Harus diakui, para penyair modern tidak lebih berhasil daripada ahli
magi primitif. Teori Frazer tentang magi dan sains sebagai rangkai
kejadian terhadap sesuatu yang pasti dan mengikuti aturan hukum
yang ketat dan operasinya dapat diperhitungkan dengan tepat, telah
banyak diakui ilmuwan. Terlepas dari adanya banyak kritik dan
perbedaan mendasar antara magi dan ilmu pengetahuan, teori
Frazer juga diyakni B. Malinowski yang--kendati Malinowski lebih
tertarik menghubungkan magi dan agama ketimbang sains-menganggap magi sebagai pseudo ilmu dengan sebuah proses yang
sama-sama dilakukan dengan perhitungan rasional.

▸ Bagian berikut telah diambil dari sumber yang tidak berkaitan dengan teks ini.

PR #23595, opened 2020-10-12
feat: opening invoice creation tool with background jobs

nextchamp-saqib:
Solves timeout problem while creating large number of opening invoices.

Screenshot 2020-10-12 at 12 03 33 PM

Docs:  frappe/erpnext_documentation#181


erpnext/accounts/doctype/opening_invoice_creation_tool/opening_invoice_creation_tool.py
```diff
@@ -161,40 +143,83 @@ def get_item_dict():
...
-		if self.invoice_type == "Sales":
-			args["is_pos"] = 0
+		return invoice
 
-		return args
+	def make_invoices(self):
+		self.validate_company()
+		invoices = self.get_invoices()
+		if len(invoices) < 50:
+			self.start_import(invoices)
```
nextchamp-saqib:
```suggestion
			start_import(invoices)
```

nabinhait (approved):

Issue #23613, opened 2020-10-13
Bank Statement Reconciliation report does not filter by company and show even disabled items


aakvatech:
## Description of the issue
Bank Reconciliation Statement report does not filter bank accounts by company and show even disabled accounts

## Context information (for bug reports)
If you have multi company scenario and many bank accounts that are no longer active, then it becomes difficult in bank reconciliation statement report to filter the account to reconcile and it also shows disabled accounts so futher confusion is created.

**Output of `bench version`**
erpnext 12.12.0
frappe 12.10.2

## Steps to reproduce the issue

1. Create 2 companies with 5 bank accounts each
2. Disable 3 bank accounts in each

### Observed result
Open Bank Reconciliation Statement Report and you will see all 10 bank accounts listed.

### Expected result
Open Bank Reconciliation Statement Report and you should see 2 bank accounts for a selected company only.

### Stacktrace / full error message
N/A

## Additional information
FC hosted

aakvatech:
PR raised for v12

https://github.com/frappe/erpnext/pull/23614

PR #23615, opened 2020-10-13
feat: Add company and correct filter in bank reconciliation statement

aakvatech:
… report filters

If you have multi company scenario and many bank accounts that are no longer active, then it becomes difficult in bank reconciliation statement report to filter the account to reconcile and it also shows disabled accounts so futher confusion is created.

https://github.com/frappe/erpnext/issues/23613

image


rohitwaghchaure:
@aakvatech don't send PR on stable branch version-12, instead of this send PR on version-12-hotfix

aakvatech:
Well noted

PR #23630, opened 2020-10-14
fix: setting user precision instead of 2

AfshanKhan:
Backport of https://github.com/frappe/erpnext/pull/23622


erpnext/projects/report/billing_summary.py
```diff
@@ -6,6 +6,7 @@
 import frappe
 from frappe import _
 from frappe.utils import time_diff_in_hours, flt
+from frappe.model.meta import get_field_precision
```
rohitwaghchaure: get_field_precision imported but not used

AfshanKhan: removed

nabinhait (approved):

PR #23632, opened 2020-10-14
fix: fuel expense amount of vehicle log

nextchamp-saqib:
Problem:
- Make a vehicle log with fuel qty and fuel price.
- Create expense claim against it
- The expense amount is set as fuel price. It should have been `qty * price`


erpnext/hr/doctype/vehicle_log/test_vehicle_log.py
```diff
@@ -6,18 +6,28 @@
...
+from erpnext.hr.doctype.employee.test_employee import make_employee
+from erpnext.hr.doctype.vehicle_log.vehicle_log import make_expense_claim
 
 class TestVehicleLog(unittest.TestCase):
-	def test_make_vehicle_log_and_syncing_of_odometer_value(self):
-		employee_id = frappe.db.sql("""select name from `tabEmployee` where status='Active' order by modified desc limit 1""")
-		employee_id = employee_id[0][0] if employee_id else None
+	def setUp(self):
+		self.employee_id = frappe.db.sql("""select name from `tabEmployee` where name='testdriver@example.com'""")
+		self.employee_id = employee_id[0][0] if self.employee_id else None
```
nabinhait:
```suggestion
		employee_id = frappe.db.sql("""select name from `tabEmployee` where name='testdriver@example.com'""")
		self.employee_id = employee_id[0][0] if employee_id else None
```

erpnext/hr/doctype/vehicle_log/test_vehicle_log.py
```diff
@@ -40,6 +50,27 @@ def test_make_vehicle_log_and_syncing_of_odometer_value(self):
...
+			"price": frappe.utils.flt(500)
+		})
+		vehicle_log.save()
+		vehicle_log.submit()
+
+		expense_claim = make_expense_claim(vehicle_log.name)
+		fuel_expense = expense_claim.expenses[0].amount
+		self.assertEqual(fuel_expense, 50*500)
+
+		frappe.db.sql("delete from `tabExpense Claim` where name=%s", expense_claim.name)
```
nabinhait: use `delete_doc` to delete child table data as well

nabinhait (changes requested):

nabinhait (approved):

PR #23640, opened 2020-10-14
fix(Address): Set default user Company in links table when "Is Your Company Address" is set

abhishekbalam:
The "Is Your Company Address" checkbox does not do anything on selection.

In this PR, when the checkbox is selected it does 2 things:
- Gets user's default company and adds it to the links list
- Adds a filter to the "link_doctype" field in child table to only allow "Company" doctype to be set
And on disabling the checkbox:
- Removes the filter in "link_doctype" in child table
- Clears child table so if there are any existing empty rows, the filter won't remain.

Gif:
gif

Also removed the field from frappe and moved to ERPNext as Address doctype customisation. 
PR Link: https://github.com/frappe/frappe/pull/11712

There was already a customised field called tax_category in accounts module, so I exported there itself.

Ideally it should have a neutral location like maybe "Utilities" module ?


marination:
@abhishekbalam how will the supplier /customer/ whatever else be linked since this whole table is dedicated only to company? 
Earlier it was a generic document dynamic linking table, and it was actively used to link Suppliers/Customers

Maybe the whole company address and dealing with company against an address can be moved to another section? Unsure, but this is a breaking change from what i see. Please Correct me If Im wrong.

abhishekbalam:
@marination 
All that functionality is still available, and this PR restricts the doctype linking only when the "Is Your Company Address" checkbox is selected. 

This PR has customisations to check if the checkbox is selected and that:
1. Company entry is available in links table (serverside validation)
2. No other doctypes should be added to this address other than Company using a filter in the child table field. We need this in case of multiple companies at one address. Also adding supplier/customer should not be allowed with the option selected as it would defeat the purpose of having a flag to mark an address as "company address".

If linking is needed with other doctypes along with Company, you can still do that if the checkbox isn't selected.

abhishekbalam:
@netchampfaris 

I have moved get_shipping_address() method from address.py in Frappe as it was using the flag and the method was used only in party.js in ERPNext.
It would have given error otherwise and it's not called anywhere in Frappe.

Similarly, for the validation functions in address.py in the doctype which use the flag, I have overridden them here but removed the flag in the conditions in Frappe, hope that is fine.

erpnext/public/js/address.js
```diff
@@ -0,0 +1,26 @@
...
+// For license information, please see license.txt
+
+frappe.ui.form.on("Address", {
+	is_your_company_address: function(frm) {
+		if(frm.doc.is_your_company_address){
+			frm.add_child('links', {
+				link_doctype: 'Company',
+				link_name: frappe.defaults.get_user_default('Company')
+			});
+			frm.fields_dict.links.grid.get_field('link_doctype').get_query = function() {
```
netchampfaris: A better way to avoid this duplication is to write this method in `onload` event so it will run only once, but it will get the filters dynamically based on form values.

```js
onload(frm) {
    frm.set_query('link_doctype', 'links', () => {
		return {
			filters: frm.doc.is_your_company_address ? {
				name: 'Company'
			} : null
		}
    })
}

```

abhishekbalam: I tried using the onload event but there are [filters being set in address.js](https://github.com/frappe/frappe/blob/develop/frappe/contacts/doctype/address/address.js#L17) in frappe on refresh event which are replacing the one we set with onload, unfortunately.

On taking a closer look I realised that these filters are to list only doctypes in the link_doctype field which have an address field which is actually important. I don't think we can override the refresh event as it has a lot of other code too.

image

Instead I have replaced the part in address.js in ERPNext where I was setting the field filter to null and triggered a form refresh so that the default filters are reset. Also updated the old query code as you showed.

I have triggered the refresh event using frm.trigger() instead of calling frm.refresh() because the page scrolls up and it's slightly disorienting.

Are these changes fine? If it is, I will update the gif.

netchampfaris (approved):

abhishekbalam:
@netchampfaris 
All tests passed except Travis, which seems to be broken.

sagarvora:
I've restarted Travis.

PR #23654, opened 2020-10-15
Use integer to store GST State Number

sunnyakaxd:

> Screenshots/GIFs


sagarvora:
I think you'll also need to ["reactivate" the patch](https://github.com/frappe/erpnext/blob/develop/erpnext/patches.txt#L572) to sync this field.

sagarvora:
Please follow [contribution guidelines](https://github.com/frappe/erpnext/wiki/Contribution-Guidelines).

sunnyakaxd:
Seems like a pretty small fix. See if your team can add this. Thanks a lot.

Percuma saja berharap pada puisi agar bisa menjadi penyembuh luka
besar kemanusian jika kita sendiri tidak memanfatkan puisi dengan
mendasar. Begitu juga dengan sains, seperti yang dilukiskan ahli
neurologi, Donal B. Calne dalam Batas Nalar: percuma kau
mengharapkan sains menyembuhkan kanker kalau kau tidak lebih
dahulu menempatkannya di jalur perkembangan yang cocok dengan

itu.
Bahwa para ilmuwan dan penyair tak sanggup menentukan jalur
yang dimaksud, tidak berarti sains dan puisi gagal, melainkan jalur
tersebut tidak cukup dilejajahi dan karena itu terlalu banyak
halangan harus dihadapi. Namun, siapa pun sulit mengingkari bahwa
zaman teknologi yang dilahirkan sains sekarang ini ternyata bisa
menghasikan tahap-tahap penting imajinasi yang terkadang masih
berbau sihir. Dan sihir: mengapa tidak?